Marat/Sade, Right Brain Project Seating is always tight in RBP’s studio at Ravenswood and Irving Park, but director Nathan Robbel cramped it up further for his ingenious revival of Peter Weiss’s Brechtian classic. We sat stuffed into steep, narrow bleachers at one end of the room, a curtain hung practically in front of our noses, while the action unfolded throughout the other, say, 99.9 percent of the space. This not only advanced Weiss’s conceit—that the audience are guests invited to see a performance given by inmates at a progressive French insane asylum, circa 1808—but also (a) gave the show an unsettling depth of field and (b) made it easier for Robbel and company to scare the hell out of us whenever they felt like it—something they did often and with escalating effectiveness.

Enron, Timeline Theatre This production of the 2009 play by Brit writer Lucy Prebble did for me what nobody and nothing else has been able to do: provide a clear and compelling explication of the complex, insanely hubristic shell game that brought down Texas energy giant Enron. Rachel Rockwell and an extraordinary ensemble staged Prebble’s necessarily surreal script with great visual wit and a laughing-through-the-gape-mouthed-incredulity sense of humor.

Hit the Wall, the Inconvenience at Steppenwolf Theatre’s Garage Rep In a big coup for a young playwright, Ike Holter’s look at the Stonewall riots was reviewed, glowingly, by New Yorker critic Hilton Als. It deserved the national recognition. Holter and director Eric Hoff did an exquisite job of weaving together the memories, fantasies, and brutal realities of various characters who may or may not have been at Greenwich Village’s Stonewall Inn during the wee hours of June 28, 1969, when the gay rights movement was born. Later in 2012, Holter offered up an eccentric, Twilight Zone-ish piece called Loom. It was basically a goof, but it helped confirm his talent.

Empanada for a Dream at the Yo Solo Festival of Latino Solo Shows While Latino-American voters were shaking up the 2012 elections, Latino-American theater was doing the same to Chicago stages. Not long after Victory Gardens’s Oedipus el Rey came the first annual Yo Solo Festival, a coproduction of Teatro Vista and Collaboraction that showcased works by a half-dozen Hispano-centric artists. The standout in a fairly good field was Juan Francisco Villa’s Empanada for a Dream. “Harrowing, hilarious, absurd, brave, incredibly well crafted yet terrifying in its rage,” I wrote at the time, “Villa’s memoir of growing up in the drug culture of Manhattan’s lower east side reminds me of nothing so much as William Carlos Williams’s advice to readers of Allen Ginsberg’s ‘Howl’: ‘Hold back the edges of your gowns, Ladies, we are going through hell.'”

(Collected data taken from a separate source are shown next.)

PR #8980, opened 2026-03-19
gossip: reject LegacyContactInfo in pull requests

cmoyes-jump:
Match Agave's removal of `LegacyContactInfo` support (https://github.com/anza-xyz/agave/pull/9009).

Agave now rejects pull requests containing `LegacyContactInfo` during sanitization, only accepting `ContactInfo`. Firedancer was still accepting `LegacyContactInfo` in pull requests, causing a mismatch: pull requests that agave would reject were unexpectedly still being processed by Firedancer.

Also removes the now-dead `deser_legacy_contact_info()` function.

### DIFF
--- a/src/flamenco/gossip/fd_gossip_message.c
+++ b/src/flamenco/gossip/fd_gossip_message.c
@@ -6,11 +6,11 @@
 #include "../runtime/fd_system_ids.h"
 #include "../types/fd_types.h"
 
-/* https://github.com/anza-xyz/agave/blob/bff4df9cf6f41520a26c9838ee3d4d8c024a96a1/gossip/src/crds_data.rs#L22-L23 */
+/* https://github.com/anza-xyz/agave/blob/v4.0.0-alpha.0/gossip/src/crds_data.rs#L22-L23 */
 #define WALLCLOCK_MAX_MILLIS (1000000000000000UL)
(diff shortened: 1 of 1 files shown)


ripatel-fd (dismissed):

As a man with an English degree, I tend to be more attentive to the playwright’s words than the actors’ actions. This year some Chicago performers did a great job of weaning me away from that bias. They include Marc Grapey (The Iceman Cometh, Victory Gardens’ Equivocation, and Northlight Theatre’s The Odd Couple), Janet Ulrich Brooks (Steppenwolf’s South of Settling and Victory Gardens’ Failure: A Love Story), Arturo Soria (Oedipus el Rey, Hit the Wall, and Equivocation), Sean Fortunato (Enron and Chicago Shakespeare’s The School for Lies), the egregiously underknown Melissa Lorraine (Theatre Y’s Porn), and a twitchy Mark Montgomery in Writers’ Theatre’s The Letters.

Oh, and one show I truly hated: Calixto Bieito’s Goodman Theatre revival of the Tennessee Williams play Camino Real, which seemed dedicated not just to the degradation of Williams himself but of every actor onstage. Seriously, that appeared to be the concept.